Collected data
──────────
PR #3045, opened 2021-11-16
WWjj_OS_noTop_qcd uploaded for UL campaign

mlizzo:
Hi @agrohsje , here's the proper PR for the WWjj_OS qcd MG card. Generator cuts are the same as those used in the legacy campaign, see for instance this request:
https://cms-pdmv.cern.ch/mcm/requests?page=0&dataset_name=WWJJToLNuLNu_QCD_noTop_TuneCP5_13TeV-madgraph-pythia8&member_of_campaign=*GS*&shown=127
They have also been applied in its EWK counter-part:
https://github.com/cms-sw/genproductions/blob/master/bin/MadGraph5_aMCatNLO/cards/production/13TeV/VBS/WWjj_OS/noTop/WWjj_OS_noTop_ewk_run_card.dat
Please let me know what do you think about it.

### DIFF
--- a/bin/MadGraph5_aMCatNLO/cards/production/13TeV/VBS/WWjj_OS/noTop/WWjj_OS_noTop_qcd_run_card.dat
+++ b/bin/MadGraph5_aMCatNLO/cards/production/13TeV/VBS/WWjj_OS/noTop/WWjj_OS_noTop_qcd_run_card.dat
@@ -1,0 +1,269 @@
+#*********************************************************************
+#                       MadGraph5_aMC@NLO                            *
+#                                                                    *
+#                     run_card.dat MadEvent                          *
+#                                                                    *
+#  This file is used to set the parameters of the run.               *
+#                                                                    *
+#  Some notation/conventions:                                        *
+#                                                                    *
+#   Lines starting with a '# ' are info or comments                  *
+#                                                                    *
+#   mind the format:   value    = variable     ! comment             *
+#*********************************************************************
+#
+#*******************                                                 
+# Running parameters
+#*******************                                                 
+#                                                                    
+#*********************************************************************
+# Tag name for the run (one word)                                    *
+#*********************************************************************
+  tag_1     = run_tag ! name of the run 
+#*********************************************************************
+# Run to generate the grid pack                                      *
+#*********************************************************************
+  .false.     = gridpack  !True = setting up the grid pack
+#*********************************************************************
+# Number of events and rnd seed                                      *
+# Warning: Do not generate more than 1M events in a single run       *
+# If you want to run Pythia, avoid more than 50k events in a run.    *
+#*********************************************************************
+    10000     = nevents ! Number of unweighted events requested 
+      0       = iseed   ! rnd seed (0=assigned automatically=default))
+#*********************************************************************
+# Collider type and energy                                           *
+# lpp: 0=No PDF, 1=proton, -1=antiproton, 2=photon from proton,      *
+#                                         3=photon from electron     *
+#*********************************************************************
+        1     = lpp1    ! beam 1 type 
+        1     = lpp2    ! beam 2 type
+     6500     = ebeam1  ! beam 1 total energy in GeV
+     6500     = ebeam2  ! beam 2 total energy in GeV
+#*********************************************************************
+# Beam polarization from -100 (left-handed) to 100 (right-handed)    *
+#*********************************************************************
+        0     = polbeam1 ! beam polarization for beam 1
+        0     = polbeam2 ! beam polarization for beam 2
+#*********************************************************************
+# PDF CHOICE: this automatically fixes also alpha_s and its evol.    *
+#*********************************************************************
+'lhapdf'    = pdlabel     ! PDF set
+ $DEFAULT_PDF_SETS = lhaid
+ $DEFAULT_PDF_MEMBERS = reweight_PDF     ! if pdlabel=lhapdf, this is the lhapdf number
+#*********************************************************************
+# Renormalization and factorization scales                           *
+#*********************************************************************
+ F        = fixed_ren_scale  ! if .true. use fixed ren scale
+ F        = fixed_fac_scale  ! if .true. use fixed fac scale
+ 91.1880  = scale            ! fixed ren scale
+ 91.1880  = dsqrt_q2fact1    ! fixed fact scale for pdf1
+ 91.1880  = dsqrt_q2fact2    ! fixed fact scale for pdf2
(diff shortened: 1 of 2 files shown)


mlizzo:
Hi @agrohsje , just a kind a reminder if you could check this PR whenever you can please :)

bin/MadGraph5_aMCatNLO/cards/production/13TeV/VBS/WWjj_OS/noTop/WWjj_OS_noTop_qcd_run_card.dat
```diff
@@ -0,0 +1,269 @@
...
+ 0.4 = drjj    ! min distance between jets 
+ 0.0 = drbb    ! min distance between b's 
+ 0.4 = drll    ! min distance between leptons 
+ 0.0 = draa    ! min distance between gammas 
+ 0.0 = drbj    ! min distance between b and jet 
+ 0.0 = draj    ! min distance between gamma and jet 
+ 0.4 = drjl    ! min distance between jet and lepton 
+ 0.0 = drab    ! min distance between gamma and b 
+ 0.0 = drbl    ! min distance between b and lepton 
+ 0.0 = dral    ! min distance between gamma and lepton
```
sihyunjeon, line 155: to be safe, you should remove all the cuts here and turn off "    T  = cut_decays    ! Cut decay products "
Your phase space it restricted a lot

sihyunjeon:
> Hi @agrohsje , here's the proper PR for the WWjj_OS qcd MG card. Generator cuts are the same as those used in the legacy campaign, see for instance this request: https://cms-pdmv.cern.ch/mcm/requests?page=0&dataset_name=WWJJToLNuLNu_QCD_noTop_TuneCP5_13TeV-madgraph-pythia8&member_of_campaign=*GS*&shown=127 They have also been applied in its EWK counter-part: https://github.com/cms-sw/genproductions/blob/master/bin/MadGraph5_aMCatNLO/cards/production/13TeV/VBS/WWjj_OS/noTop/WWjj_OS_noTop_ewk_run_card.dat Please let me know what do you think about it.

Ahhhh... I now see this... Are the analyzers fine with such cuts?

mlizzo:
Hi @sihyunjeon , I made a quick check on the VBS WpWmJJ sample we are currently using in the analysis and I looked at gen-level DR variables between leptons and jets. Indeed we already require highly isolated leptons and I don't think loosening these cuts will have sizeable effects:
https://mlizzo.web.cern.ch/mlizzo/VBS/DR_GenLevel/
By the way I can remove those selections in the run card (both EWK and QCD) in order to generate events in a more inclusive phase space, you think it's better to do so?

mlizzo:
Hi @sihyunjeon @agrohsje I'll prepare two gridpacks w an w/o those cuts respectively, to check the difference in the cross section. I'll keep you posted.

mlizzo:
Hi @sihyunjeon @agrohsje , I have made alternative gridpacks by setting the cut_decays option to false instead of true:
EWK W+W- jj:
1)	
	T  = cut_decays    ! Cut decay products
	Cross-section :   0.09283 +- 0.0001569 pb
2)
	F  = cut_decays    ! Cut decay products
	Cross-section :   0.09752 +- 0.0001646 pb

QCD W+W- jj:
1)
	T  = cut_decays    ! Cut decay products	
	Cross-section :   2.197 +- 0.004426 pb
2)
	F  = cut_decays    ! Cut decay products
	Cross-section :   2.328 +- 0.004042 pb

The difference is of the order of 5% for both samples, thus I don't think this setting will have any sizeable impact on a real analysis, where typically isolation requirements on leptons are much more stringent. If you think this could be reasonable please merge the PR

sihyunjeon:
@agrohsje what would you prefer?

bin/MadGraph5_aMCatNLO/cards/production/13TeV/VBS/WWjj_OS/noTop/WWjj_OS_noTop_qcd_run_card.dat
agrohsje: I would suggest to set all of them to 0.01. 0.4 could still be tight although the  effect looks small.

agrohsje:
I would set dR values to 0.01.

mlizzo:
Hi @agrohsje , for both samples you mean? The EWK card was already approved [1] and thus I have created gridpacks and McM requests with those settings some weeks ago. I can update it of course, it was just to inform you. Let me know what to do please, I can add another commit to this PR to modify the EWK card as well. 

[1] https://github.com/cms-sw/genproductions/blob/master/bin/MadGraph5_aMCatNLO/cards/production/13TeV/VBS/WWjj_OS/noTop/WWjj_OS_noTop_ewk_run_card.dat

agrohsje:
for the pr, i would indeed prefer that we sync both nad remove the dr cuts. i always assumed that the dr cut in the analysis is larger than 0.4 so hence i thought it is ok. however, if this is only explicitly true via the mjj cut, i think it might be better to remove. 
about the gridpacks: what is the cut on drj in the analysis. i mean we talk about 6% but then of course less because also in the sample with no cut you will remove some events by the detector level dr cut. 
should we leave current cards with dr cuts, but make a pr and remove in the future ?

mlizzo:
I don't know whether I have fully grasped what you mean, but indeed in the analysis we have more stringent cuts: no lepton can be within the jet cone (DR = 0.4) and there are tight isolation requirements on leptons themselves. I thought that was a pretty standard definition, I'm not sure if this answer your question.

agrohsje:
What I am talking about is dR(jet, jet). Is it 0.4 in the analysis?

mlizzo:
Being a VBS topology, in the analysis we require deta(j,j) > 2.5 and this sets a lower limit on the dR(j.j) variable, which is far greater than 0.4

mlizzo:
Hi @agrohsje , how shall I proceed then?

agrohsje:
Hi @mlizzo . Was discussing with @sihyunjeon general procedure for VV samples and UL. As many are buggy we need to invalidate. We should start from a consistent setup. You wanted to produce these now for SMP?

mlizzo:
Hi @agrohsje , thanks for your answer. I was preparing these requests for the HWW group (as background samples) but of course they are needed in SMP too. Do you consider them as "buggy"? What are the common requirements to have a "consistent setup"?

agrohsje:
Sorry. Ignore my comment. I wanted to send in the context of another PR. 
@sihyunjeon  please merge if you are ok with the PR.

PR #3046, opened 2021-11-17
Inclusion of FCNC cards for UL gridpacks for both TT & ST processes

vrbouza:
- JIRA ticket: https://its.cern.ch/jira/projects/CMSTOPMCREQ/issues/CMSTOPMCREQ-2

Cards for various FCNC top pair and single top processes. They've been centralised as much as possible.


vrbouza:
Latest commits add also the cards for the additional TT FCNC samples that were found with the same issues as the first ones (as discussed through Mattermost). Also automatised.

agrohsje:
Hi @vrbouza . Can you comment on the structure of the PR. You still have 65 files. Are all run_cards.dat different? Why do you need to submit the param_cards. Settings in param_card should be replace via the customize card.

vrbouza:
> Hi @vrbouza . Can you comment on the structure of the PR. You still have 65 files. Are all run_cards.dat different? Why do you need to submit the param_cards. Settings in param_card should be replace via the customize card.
──────────
- What to do -
Scan the data for the string "about" and copy each line in which it occurs.

- Written response -
Please let me know what do you think about it.
> Hi @agrohsje , here's the proper PR for the WWjj_OS qcd MG card. Generator cuts are the same as those used in the legacy campaign, see for instance this request: https://cms-pdmv.cern.ch/mcm/requests?page=0&dataset_name=WWJJToLNuLNu_QCD_noTop_TuneCP5_13TeV-madgraph-pythia8&member_of_campaign=*GS*&shown=127 They have also been applied in its EWK counter-part: https://github.com/cms-sw/genproductions/blob/master/bin/MadGraph5_aMCatNLO/cards/production/13TeV/VBS/WWjj_OS/noTop/WWjj_OS_noTop_ewk_run_card.dat Please let me know what do you think about it.
about the gridpacks: what is the cut on drj in the analysis. i mean we talk about 6% but then of course less because also in the sample with no cut you will remove some events by the detector level dr cut. 
What I am talking about is dR(jet, jet). Is it 0.4 in the analysis?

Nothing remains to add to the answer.